╔══
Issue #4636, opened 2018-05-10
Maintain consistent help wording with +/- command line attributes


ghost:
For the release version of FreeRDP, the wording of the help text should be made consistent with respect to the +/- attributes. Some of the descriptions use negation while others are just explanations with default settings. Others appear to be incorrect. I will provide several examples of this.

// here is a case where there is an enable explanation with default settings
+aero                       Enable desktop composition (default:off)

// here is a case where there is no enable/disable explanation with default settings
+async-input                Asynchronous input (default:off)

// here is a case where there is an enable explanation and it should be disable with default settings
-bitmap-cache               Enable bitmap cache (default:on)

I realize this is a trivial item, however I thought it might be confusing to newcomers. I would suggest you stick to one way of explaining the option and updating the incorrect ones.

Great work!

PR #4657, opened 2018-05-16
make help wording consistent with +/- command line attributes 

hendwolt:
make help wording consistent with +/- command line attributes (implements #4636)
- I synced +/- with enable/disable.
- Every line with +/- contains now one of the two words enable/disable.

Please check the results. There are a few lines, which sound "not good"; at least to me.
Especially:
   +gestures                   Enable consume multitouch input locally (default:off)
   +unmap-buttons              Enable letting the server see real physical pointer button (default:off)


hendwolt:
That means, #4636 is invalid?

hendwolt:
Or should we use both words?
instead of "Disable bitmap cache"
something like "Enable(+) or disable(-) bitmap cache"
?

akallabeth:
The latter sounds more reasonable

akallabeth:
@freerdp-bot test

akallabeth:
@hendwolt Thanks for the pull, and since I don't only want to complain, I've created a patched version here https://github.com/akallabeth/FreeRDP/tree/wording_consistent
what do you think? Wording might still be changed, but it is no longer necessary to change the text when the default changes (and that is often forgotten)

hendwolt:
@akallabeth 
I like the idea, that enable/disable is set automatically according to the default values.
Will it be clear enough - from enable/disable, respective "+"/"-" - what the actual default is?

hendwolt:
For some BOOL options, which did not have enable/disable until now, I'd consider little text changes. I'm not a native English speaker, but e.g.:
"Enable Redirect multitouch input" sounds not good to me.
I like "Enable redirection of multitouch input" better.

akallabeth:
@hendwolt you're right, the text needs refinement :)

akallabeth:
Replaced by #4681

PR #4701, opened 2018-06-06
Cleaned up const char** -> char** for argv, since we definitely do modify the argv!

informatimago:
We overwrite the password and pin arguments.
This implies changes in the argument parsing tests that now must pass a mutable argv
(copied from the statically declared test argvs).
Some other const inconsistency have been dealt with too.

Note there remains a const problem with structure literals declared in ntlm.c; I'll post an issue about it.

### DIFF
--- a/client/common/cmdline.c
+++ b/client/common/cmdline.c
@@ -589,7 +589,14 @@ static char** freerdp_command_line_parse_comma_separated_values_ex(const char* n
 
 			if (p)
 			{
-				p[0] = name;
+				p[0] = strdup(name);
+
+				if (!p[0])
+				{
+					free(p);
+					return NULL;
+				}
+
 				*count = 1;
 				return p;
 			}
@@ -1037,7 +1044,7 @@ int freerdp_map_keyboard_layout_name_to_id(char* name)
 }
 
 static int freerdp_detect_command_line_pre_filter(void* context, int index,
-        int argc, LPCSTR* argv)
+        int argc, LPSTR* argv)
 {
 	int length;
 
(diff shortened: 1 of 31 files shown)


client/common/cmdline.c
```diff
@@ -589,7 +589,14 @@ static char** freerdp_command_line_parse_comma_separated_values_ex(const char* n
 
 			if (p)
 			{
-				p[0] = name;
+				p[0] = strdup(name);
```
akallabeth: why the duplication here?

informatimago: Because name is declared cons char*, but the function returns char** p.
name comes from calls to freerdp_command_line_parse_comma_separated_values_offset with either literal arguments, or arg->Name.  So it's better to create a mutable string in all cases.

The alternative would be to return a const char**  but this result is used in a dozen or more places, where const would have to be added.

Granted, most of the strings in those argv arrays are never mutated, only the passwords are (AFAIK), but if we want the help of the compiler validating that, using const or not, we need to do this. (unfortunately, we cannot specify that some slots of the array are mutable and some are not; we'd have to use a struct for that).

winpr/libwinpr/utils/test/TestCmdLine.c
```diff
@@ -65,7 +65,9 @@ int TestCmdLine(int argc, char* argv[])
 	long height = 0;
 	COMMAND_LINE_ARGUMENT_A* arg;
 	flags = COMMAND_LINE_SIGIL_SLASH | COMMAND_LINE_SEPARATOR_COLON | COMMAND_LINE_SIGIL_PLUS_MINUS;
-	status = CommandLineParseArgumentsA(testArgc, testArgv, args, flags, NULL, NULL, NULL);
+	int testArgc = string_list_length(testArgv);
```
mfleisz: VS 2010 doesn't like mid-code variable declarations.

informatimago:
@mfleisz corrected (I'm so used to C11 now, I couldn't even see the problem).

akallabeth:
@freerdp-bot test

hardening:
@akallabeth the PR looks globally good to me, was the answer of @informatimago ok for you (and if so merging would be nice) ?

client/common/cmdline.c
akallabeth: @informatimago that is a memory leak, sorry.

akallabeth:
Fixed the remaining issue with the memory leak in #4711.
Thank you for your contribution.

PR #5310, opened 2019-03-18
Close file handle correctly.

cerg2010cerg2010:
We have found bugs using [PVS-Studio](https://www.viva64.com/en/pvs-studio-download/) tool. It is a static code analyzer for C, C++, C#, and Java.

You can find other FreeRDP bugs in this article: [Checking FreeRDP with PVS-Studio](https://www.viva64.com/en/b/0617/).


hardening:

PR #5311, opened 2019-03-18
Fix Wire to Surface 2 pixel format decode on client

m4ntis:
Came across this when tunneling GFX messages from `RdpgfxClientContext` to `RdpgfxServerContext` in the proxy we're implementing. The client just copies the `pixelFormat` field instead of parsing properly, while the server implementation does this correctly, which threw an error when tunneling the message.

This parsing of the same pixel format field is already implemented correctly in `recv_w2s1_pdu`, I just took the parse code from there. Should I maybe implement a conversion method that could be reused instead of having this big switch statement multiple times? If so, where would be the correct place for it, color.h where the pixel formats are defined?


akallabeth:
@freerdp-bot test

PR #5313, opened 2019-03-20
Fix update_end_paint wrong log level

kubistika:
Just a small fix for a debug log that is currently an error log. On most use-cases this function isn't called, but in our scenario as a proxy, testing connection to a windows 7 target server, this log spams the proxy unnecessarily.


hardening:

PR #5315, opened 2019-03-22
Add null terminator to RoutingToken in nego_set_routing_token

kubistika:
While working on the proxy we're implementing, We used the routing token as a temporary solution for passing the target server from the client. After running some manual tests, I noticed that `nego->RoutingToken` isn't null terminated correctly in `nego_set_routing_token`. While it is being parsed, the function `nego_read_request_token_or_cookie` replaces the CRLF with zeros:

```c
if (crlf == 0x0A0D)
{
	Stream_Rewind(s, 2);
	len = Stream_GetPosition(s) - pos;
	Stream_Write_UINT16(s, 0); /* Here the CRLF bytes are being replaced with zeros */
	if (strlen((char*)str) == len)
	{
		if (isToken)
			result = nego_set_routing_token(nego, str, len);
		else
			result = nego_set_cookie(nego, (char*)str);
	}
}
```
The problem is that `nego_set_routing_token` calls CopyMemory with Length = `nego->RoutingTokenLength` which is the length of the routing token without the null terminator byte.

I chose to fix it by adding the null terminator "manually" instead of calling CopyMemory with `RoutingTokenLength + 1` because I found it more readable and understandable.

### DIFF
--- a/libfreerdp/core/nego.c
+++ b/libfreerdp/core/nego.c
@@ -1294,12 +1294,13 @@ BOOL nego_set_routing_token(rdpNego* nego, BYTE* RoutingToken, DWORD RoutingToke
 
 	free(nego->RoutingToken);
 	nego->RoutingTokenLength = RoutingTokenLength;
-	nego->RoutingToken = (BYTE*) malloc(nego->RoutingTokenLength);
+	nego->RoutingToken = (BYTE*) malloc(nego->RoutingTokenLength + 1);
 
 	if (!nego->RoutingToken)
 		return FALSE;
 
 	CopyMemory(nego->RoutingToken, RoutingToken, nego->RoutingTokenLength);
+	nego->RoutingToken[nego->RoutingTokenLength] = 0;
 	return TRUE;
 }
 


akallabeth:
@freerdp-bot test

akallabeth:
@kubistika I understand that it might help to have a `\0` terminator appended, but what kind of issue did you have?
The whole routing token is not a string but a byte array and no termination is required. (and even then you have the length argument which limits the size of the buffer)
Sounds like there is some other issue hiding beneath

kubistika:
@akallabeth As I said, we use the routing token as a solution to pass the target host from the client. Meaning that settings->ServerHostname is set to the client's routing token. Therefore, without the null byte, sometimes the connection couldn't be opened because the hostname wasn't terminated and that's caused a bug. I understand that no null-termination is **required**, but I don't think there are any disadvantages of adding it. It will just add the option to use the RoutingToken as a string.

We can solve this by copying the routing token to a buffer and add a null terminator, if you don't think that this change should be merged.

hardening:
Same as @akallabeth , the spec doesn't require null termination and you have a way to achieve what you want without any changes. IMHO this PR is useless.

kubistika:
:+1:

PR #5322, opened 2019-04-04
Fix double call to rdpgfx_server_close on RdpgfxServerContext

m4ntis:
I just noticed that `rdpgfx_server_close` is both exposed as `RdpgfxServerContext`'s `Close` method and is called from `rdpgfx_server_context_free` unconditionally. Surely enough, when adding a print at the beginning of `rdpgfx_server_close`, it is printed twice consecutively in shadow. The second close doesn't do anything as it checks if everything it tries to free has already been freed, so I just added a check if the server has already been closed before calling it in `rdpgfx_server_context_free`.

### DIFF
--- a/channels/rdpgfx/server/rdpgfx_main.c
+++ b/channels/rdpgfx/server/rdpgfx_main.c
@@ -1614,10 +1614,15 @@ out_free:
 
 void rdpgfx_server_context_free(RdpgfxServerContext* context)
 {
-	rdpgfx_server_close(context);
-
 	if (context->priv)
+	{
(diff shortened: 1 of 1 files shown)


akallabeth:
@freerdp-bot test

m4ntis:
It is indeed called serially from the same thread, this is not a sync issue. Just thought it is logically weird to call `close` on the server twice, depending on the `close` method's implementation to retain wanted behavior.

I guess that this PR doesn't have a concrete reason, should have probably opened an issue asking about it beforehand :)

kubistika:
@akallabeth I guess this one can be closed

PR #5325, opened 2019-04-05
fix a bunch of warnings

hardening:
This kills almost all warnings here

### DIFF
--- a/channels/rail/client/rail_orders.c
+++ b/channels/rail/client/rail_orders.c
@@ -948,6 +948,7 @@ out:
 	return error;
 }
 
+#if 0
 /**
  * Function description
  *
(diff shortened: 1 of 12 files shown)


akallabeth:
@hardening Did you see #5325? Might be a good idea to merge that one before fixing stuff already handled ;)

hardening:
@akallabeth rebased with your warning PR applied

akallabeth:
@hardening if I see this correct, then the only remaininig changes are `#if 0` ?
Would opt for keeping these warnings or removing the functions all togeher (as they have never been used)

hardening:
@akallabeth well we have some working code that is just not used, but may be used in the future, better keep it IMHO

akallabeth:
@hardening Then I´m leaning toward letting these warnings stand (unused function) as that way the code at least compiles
╚══
• _What is needed_:
Your answer should consist of the lines from the material that contain "found".

• _Solution below_:
We have found bugs using [PVS-Studio](https://www.viva64.com/en/pvs-studio-download/) tool. It is a static code analyzer for C, C++, C#, and Java.
I chose to fix it by adding the null terminator "manually" instead of calling CopyMemory with `RoutingTokenLength + 1` because I found it more readable and understandable.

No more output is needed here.